Zero long term planning


----------



## Setanta12 (30 May 2016)

Can we be sure that its the IDA driving this?  I would strongly suspect external influences are becoming more and more important.  It is the international climate out there, not the inducements we're offering.

(Maybe we should bring in some form of migrant-control?  These latest migrants Johann-come-latelys are pushing Old- and New-Irish out of their homes)


----------



## Brendan Burgess (30 May 2016)

odyssey06 said:


> We can't stop people coming here.





Setanta12 said:


> Can we be sure that its the IDA driving this? I



Very good points. 

I had assumed that the IDA (or whatever they are called today) were lobbying these companies to set up here. The last time I was in the airport, someone tried to get me to sign up for some scheme to attract foreign companies. 



Delboy said:


> From talking to people down Silicone Docks, they tell me that it's 80-20 (non-nationals v's Irish)



We clearly can't or shouldn't  stop non EU nationals from working here.  But should we be encouraging them to a place where there is a housing shortage? 

Should we designate Leitrim as a new high tech centre and try to encourage foreign companies to locate there instead of in Dublin? 

Brendan


----------



## 44brendan (30 May 2016)

Brendan Burgess said:


> Or should we say "You are welcome but set up in Roscommon."?


I assume that's a tongue in cheek comment Brendan! Other commentators have made the point that FDI jobs in Ireland will be middle to high end in line with our economy & competitiveness. The market for low & unskilled work is diminishing rapidly worldwide. This is the price (or benefit) of progress! Again as other posters have pointed out both the general economy and the broader workforce will benefit from the additional spending power of both the foreign and Irish additional workers attracted by these jobs.
Your point re Dublin location is an apt one and while an alternative small town location is unrealistic for obvious (infrastructural) reasons there is a strong case to be made for the Government to look at some alternative to Dublin that will have the population density to meet a level required for the high infrastructure etc to be a competitive alternative to our Capital for the multinationals. Both Cork and Limerick are currently too small and with some exceptions are largely ignored when FDI investment locations are being considered. However there is potential there to consider one or other of these cities as being suitable for growth and investment to a level that would be attractive to the multinationals. You rightly point out that Dublin is currently at saturation point and rent inflation and accommodation availability is currently and will continue to cause problems for those currently located there. Amazon already have a presence in Cork and yet seem determined to locate their expansion plans in Dublin presumably because they feel that Cork would not be attractive to their prospective employees!


----------



## jdwex (30 May 2016)

Amazon won't move or open facilities inLeitrim, and, with respect,  I doubt Bartek from Gdansk or Jupp from Amsterdam would have any interest in living there anyway. Mary Harney tried to tout Athlone to Paypal and was asked to sytop wasting their time, before they opened their centre near Blanchardstown. 

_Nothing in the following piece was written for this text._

PR #14683, opened 2025-07-17
Build workspace member graph to determine if members are dependencies

jtfmumm:
This draft PR contains a first pass at building a graph of workspace member dependencies to differentiate members that are graph sources from members that are dependencies. This is for checking whether we should build a member by default (see #14663).


crates/uv-workspace/src/workspace.rs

John Moran suggested recently we should could consider developing another major urban centre, it didn't fly well in rural Ireland.
[broken link removed]

It was suggested nearly 50 years ago in the Buchanan report that development should be concrenetated on a small number of urban area, small rural towns kicked up about.


----------



## Brendan Burgess (30 May 2016)

Here is how Amazon have explained their decision: 

Jeff Caselden, general manager for Amazon Ireland, told RTÉ that the company's decision to continue to invest in the Republic was down to a technically skilled work force and the infrastructure.

"Ireland's got a very creative culture and we're also a member of the European Union so there's a large talent pool we can pull from here.

"Secondly, the infrastructure that we have in the country is very suitable for what we need to do. Connectivity is very important to us.

"The transatlantic cables that connect North America and Europe terminate here in Ireland. There's good access to renewable energy."


----------



## thedaddyman (30 May 2016)

In fairness, there are high tech jobs outside of Dublin, look at Apple in Cork(40 jobs currently listed on LinkedIn)  and opening a data centre in Galway. HP have been in Galway for years, UNUM software came into Carlow a few years ago and employ over 100 people. There is however no getting past the fact that housing in Dublin, it's cost and availability is a disadvantage when it comes to attracting FDI into the Dublin area.


----------



## Delboy (30 May 2016)

Brendan Burgess said:


> We clearly can't or shouldn't  stop non EU nationals from working here.  But should we be encouraging them to a place where there is a housing shortage?
> 
> Should we designate Leitrim as a new high tech centre and try to encourage foreign companies to locate there instead of in Dublin?
> 
> Brendan


We've made our bed in the EU so agree, we can't stop people moving here from those countries. 
But not all IT jobs down there are going to EU nationals....Russians, Ukranians etc are coming in for the back office jobs that service those countries.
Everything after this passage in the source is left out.